Acorda Therapeutics,Inc. (NASDAQ:ACOR) Files An 8-K Other EventsItem 8.01Other Events
Acorda Therapeutics, Inc. (the “Company”) announced today an update on the Refusal to File (RTF) letter that it received from the U.S. Food and Drug Administration (FDA) regarding its New Drug Application (NDA) for INBRIJA™ (CVT-301, levodopa inhalation powder). The Company has engaged in a constructive dialogue with the FDA to determine the most efficient path forward to resubmitting the INBRIJA NDA. Based on these interactions, Acorda believes it can resubmit without a Type A meeting, and therefore will not request such a meeting.

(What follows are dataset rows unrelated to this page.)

PR #3514, opened 2026-08-07
[AIE] fail on incomplete packet-flow routing

jskimko:
## Description

The congestion-aware pathfinder (`--aie-create-pathfinder-flows`) can produce a routing solution whose per-tile switch settings do not form a complete source -> dest path for every declared packet source. This shows up with high-fan-in merges when the destination sits at a column edge. In `AIEPathfinderPass::runOnPacketFlow` the "reject false broadcast" `findPathToDest()` guard then drops the source's own connection, so no source connect is emitted and the sender is silently omitted -- the design compiles cleanly but under-delivers on device with no diagnostic.

This PR tracks whether each declared packet source keeps a surviving connection to its destination and emits an op error when it does not, turning a silent miscompile into a compile-time diagnostic that names the source and destination that could not be connected.

Adds a regression test `test/create-packet-flows/incomplete_route_edge_merge.mlir` that must now fail loudly. The underlying limitation -- that some column-edge high-fan-in placements cannot be routed at all -- is separate and remains open.

## Checklist

### DIFF
--- a/lib/Dialect/AIE/Transforms/AIECreatePathFindFlows.cpp
+++ b/lib/Dialect/AIE/Transforms/AIECreatePathFindFlows.cpp
@@ -538,6 +538,8 @@ AIEPathfinderPass::runOnPacketFlow(DeviceOp device, OpBuilder &builder,
         if (analyzer.processedFlows[srcPoint])
           continue;
         SwitchSettings settings = analyzer.flowSolutions[srcPoint];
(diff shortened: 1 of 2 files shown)


hunhoffe (approved):
This makes sense to me! For the underlying problem -- that this pattern cannot/is not routed correctly -- is that something that should be tracked in an issue?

The Company reiterated that the issues raised in the RTF are addressable and that the FDA has not requested or recommended additional clinical efficacy or safety studies. Acorda plans to resubmit the NDA as soon as possible.
About Acorda Therapeutics,Inc. (NASDAQ:ACOR)

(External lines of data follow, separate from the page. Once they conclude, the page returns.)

PR #3516, opened 2026-08-08
[AIE] Reject packet rules that misroute a live packet id (fixes #437)

### LINKED ISSUE #437: AIEFindFlows can report a packet flow exists even when the packet rules route the flow incorrectly
In the AIEFindFlows pass, packet flows are found by tracing from the destination back to the source of the flow. If the packets originating from the source are incorrectly routed, AIEFindFlows can still report that the flow exists. This can happen if the packet rules "overlap" such that a particular packet ID should go on the correct route, but instead is routed differently by a higher priority packet rule. For example: 

%35 = AIE.switchbox(%34) {
    %40 = AIE.amsel<0> (0)
    %41 = AIE.amsel<0> (1)
    %42 = AIE.masterset(South : 0, %41)
    %43 = AIE.masterset(West : 0, %40)
    AIE.packetrules(DMA : 0) {
      AIE.rule(26, 10, %40)
      AIE.rule(24, 8, %41)
    }
  }

In this example, packet flow ID 14 matches both rules! It is intended to be routed south by the 2nd rule, but in fact it will be routed West because the first rule has top priority. This rule overlap should be investigated and avoided. It is possible that this issue was caused by the use of Pathfinder for packetflows.

The dangerous consequence of this issue is that AIEFindFlows can report that a packetflow exists when in fact it will be routed incorrectly. Tests that rely on AIEFindFlows to determine correctness of packetflows can therefore pass even when the routing is incorrect.

hunhoffe:

## Description

Closes #437.                                                                                                                                                                                                       
                                                                                                                                                                                                                     
A stream switch matches a slave port's `aie.rule` entries **in order and routes on the first hit**. Two rules that both match a packet id therefore send it to whichever comes first, and the later rule never sees it. Nothing rejected that, and `-aie-find-flows` — which traces backwards from destination to source — evaluated each rule independently, so it reported the shadowed route as a live flow. That is the report in #437, open since 2023.                                                                                                                                                                 
                                                                                                                                                                                                                     
### It is real on hardware                                                                                                                                                                                         
                                                                                                                                                                                                                     
`test/npu-xrt/packet_flow_overlapping_rules/` pins the issue's rule pair into an otherwise router-generated single-column design. On NPU Phoenix (npu1):                                                                                                                                            

```                                                                                                                                                                                                                
buf_a (packet id 10, not checked): 200 201 202 203 204 205 206 207                                                                                                                                                 
buf_b (packet id 14): -1 -1 -1 -1 -1 -1 -1 -1                                                                                                                                                                      
```                                                                                                                                                                                                                
                                                                                                                                                                                                                     
`buf_a` holding `200..207` is id 14's payload arriving at id 10's destination. Substituting the exact masks the router would have emitted makes the same design pass, so the masks are the only variable.

### Overlap alone is not the bug                                                                                                                                                                                   
                                                                                                                                                                                                                     
The first attempt at this was an op verifier rejecting any cross-route overlap. That is wrong, and fuzzing showed it: 6 of 800 random designs were rejected, every one an overlap on an id **no flow uses**. A slave port has four rule slots, so `computeSubcubeCover` (#3429) relaxes masks to merge ids into one rule, and a relaxed rule necessarily claims ids nothing sends. For live ids `{10,22} -> North:1` and `{16,19} -> North:4` the router emits                                                                                                                                                     
                                                                                                                                                                                                                     
```mlir                                                                                                                                                                                                            
aie.rule(3, 2, %up)     // ids {2,6,10,14,18,22,26,30}                                                                                                                                                             
aie.rule(28, 16, %mem)  // ids {16,17,18,19}                                                                                                                                                                       
```                                                                                                                                                                                                                
which share only 18. Rejecting that would break designs that currently fit.                                                                                                                                        
                                                                                                                                                                                                                     
Whether an overlap misroutes depends on which ids the device actually produces, which is not knowable from one op. So the check is a **DeviceOp pass**, `-aie-verify-packet-rules`, that collects the ids the device injects and reports only an overlap on one of those. It lives in AIEX because a hand-routed design names its ids in the runtime sequence, and runs in aiecc's routing pipeline so it covers hand-written switchboxes too.                                                                     

Re-fuzzed: 0 false positives across 1300 designs, including 700 with ids deliberately reused across four source ports.   

### Also here                                                                                            
 
- **`-aie-find-flows` honours rule priority.** Packet ids reaching a point are tracked as an explicit set rather than a `(mask, value)` cube, because first-match priority leaves a rule carrying the ids no earlier rule took, which is not in general a cube.
- **A crash fix.** Of three `getNewUniqueAmselPerArbiterID` call sites, the partial-arbiter-match one did not check `INVALID_AMSEL_VALUE`; on msel exhaustion a null `AMSelOp` reached `getResult()`. Found by fuzzing.
- **First hardware coverage of the mask minimiser.** Every existing on-device packet test uses exact `mask = 31`. `test/npu-xrt/packet_flow_subcube_masks/` drives a genuine two-cube cover, each id carrying a distinguishable payload. Falsified: diverting one rule in the routed IR gives `packet id 3 slot 0: got 1400 want 1300`.

 ### Coverage                                                                                             

Measured with gcov over `find-flows`, `create-packet-flows`, `create-flows`, `objectFifo-stateful-transform`:

  | file | before | after |                                                                                
  | --- | --- | --- |                                                                                      
  | `AIECreatePathFindFlows.cpp` | 91.6% | 93.0% |                                                         
  | `AIEVerifyPacketRules.cpp` | — | 95.1% |

New negative tests pin three diagnostics that had none: packet id above the target maximum, the illegal stream-switch connection a shim fan-in can produce, and msel exhaustion.                                                                                     

### Known gaps                                                                       
                                                                                                           
- `AIECreatePathFindFlows.cpp:1158-1162` (`can lead to false packet id match`) appears unreachable: every rule in a `PacketRulesOp` comes from `computeSubcubeCover` in the same pass, and covers on one port avoid each other's ids by construction. Left in place.
- The `port assigned to multiple arbiters` diagnostic and the arbiter-reuse branches around 819-853 are still uncovered; ~4000 fuzzed designs did not reach them.                                                                                                  
- The live-id set is device-wide, which over-approximates per-port arrival. Safe in the sound direction and clean across the fuzzing above.

### Behaviour change

A rule with `mask == 0` now yields `aie.packet_flow(0)` rather than `aie.flow`. The old code keyed "circuit-switched" off a zero mask, which such a rule also has. This affects `--aie-flows-to-json` output for those designs.                                        

### Testing                                                                                              
                                                                                                           
Full `test/npu-xrt` on NPU Phoenix (npu1): 81 passed, 0 failed. Scoped lit (`find-flows`, `create-packet-flows`, `create-flows`, `objectFifo-stateful-transform`): 214 passed, 1 pre-existing XFAIL.


lib/Dialect/AIEX/Transforms/AIEVerifyPacketRules.cpp
```diff
@@ -0,0 +1,166 @@
...
+// The check is deliberately restricted to *live* ids -- those some op in the
+// device injects. Overlap on an id nothing produces is both normal and wanted:
+// a slave port has only getNumSlaveSlots() slots, so the router relaxes masks
+// to merge ids into one rule, and a relaxed rule claims ids no flow uses. Only
+// ids that can arrive make an overlap observable.
+//
+// The live set is device-wide, which over-approximates per-port arrival: an id
+// live only on some disjoint port still counts here. That direction is safe for
+// the router, which never leaves a live id ambiguous on the port it arrives at,
+// and it keeps the pass from having to re-derive routing.
```
andrej, line 22: Is this pass going to reject a design that relies on this?

lib/Dialect/AIEX/Transforms/AIEVerifyPacketRules.cpp
```diff
@@ -0,0 +1,166 @@
...
+//
+// This lives in AIEX because a hand-routed design names its ids only in the
+// runtime sequence (aiex.npu.dma_memcpy_nd / aiex.npu.writebd), which the AIE
+// dialect cannot see. Run it after routing and before those ops are lowered.
```
andrej, line 26: The "only" here isn't fully right and also contradicts the code below: DMAs can also prepend packet IDs onto their packets with `aie.dma_bd_packet`, which the code _does_ appear to also consider as a source of the live ID set.

lib/Dialect/AIEX/Transforms/AIEVerifyPacketRules.cpp
```diff
@@ -0,0 +1,166 @@
...
+    });
+    return live;
+  }
+
+  // Where an amsel actually sends a packet: the master ports of every
+  // masterset naming an amsel with the same (arbiter, msel), since that pair is
+  // all the switch matches on. Two rules whose destinations agree route alike
+  // and may overlap freely -- one masterset can list several amsels, and
+  // distinct AMSelOps can spell the same pair.
+  static SmallVector<Port, 4> destPorts(PacketRuleOp rule) {
```
andrej, line 94: Is it possible we already have reusable infrastructure for this in `AIEFindFlows.cpp`? I'd assume that pass also has to reason about exactly this.

tools/aiecc/IRTransforms.h
```diff
@@ -887,6 +887,10 @@ getRoutingPipeline(mlir::MLIRContext *ctx) {
   auto pm = std::make_unique<mlir::PassManager>(ctx);
   pm->nest<xilinx::AIE::DeviceOp>().addPass(
       xilinx::AIE::createAIEPathfinderPass());
+  // Runs on both routed-here and hand-written switchboxes, and while the
+  // runtime sequence still names its packet ids.
+  pm->nest<xilinx::AIE::DeviceOp>().addPass(
+      xilinx::AIEX::createAIEVerifyPacketRulesPass());
```
andrej, line 893: Since the verifier does over-approximate the live set, can we add a "I know what I'm doing" flag to aiecc to disable the pass and point users to it in the error message?

andrej (commented):
This is a useful sanity check for users who do manual routing, which is maybe somewhat niche but probably very useful for them. That being said, this seems to be the class of user that also is pretty "in the weeds" and knows what they're doing. 

As I understand currently, the verifier is both over-conservative and under-approximating. 

- over-conservative (the comments in the code point this out already): It assumes any packet ID anywhere in the design can arrive at any switchbox. In reality, there might be multiple disjoint partitions that never share any links/ports/switchboxes and therefore could collide with IDs from other partitions without ever causing an issue.
- under-approximating: packet IDs might come from sources others than the ones listed in the code. For example, the FastFlowLM Gemma4 decode operator writes packet IDs in the kernel core. Theoretically, these could be arbitrary dynamically computed values, so determining which IDs might be live at any time is intractable.

I think the first limitation (over-conservativeness) is more limiting, though I don't know how commonly it would cause issues -- maybe in a congested scenario it would matter? I think making the test less conservative _might_ be doable by recovering the flows (maybe reusing the AIEFindFlows infrastructure or incorporating this test in there altogether), keeping track of live IDs per-flow rather than globally.

The second case (under-approximating) is probably a little more adversarial and might not be as common (though we do see a simple case of it in the FastFlowLM design). It is not generally solvable, but then again under-approximating will just mean the error is not emitted in cases where it should be, so it's not a blocker per se.

So to conclude all my ramblings, because of all that, I think I'd like to see this whole pass gated behind a flag in aiecc so it can be disabled for the users that know what they are doing (which, if you are programming at the switchbox level, you probably are), or for it to only be a warning rather than a hard error.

Acorda Therapeutics, Inc. is a biopharmaceutical company. The Company is engaged in the identification, development and commercialization of therapies that restore function and recovers the lives of people with neurological disorders. Its commercial products include Ampyra, Fampyra, Zanaflex Capsules and a generic version of the capsules, Zanaflex tablets and Qutenza. Its research and development programs include CVT-301, Dalfampridine, Plumiaz, Neuregulin Program, Remyelinating Antibodies Program, CVT-427 and Chondroitinase Program. Its Ampyra is an oral drug for the treatment to improve walking in patients with multiple sclerosis. Zanaflex Capsules and tablets are used as short-acting drugs for the management of spasticity. Qutenza is a dermal patch for the management of neuropathic pain associated with post-herpetic neuralgia. Its pipeline of neurological therapies addresses a range of disorders, including Parkinson’s disease, chronic post-stroke walking deficits and migraine.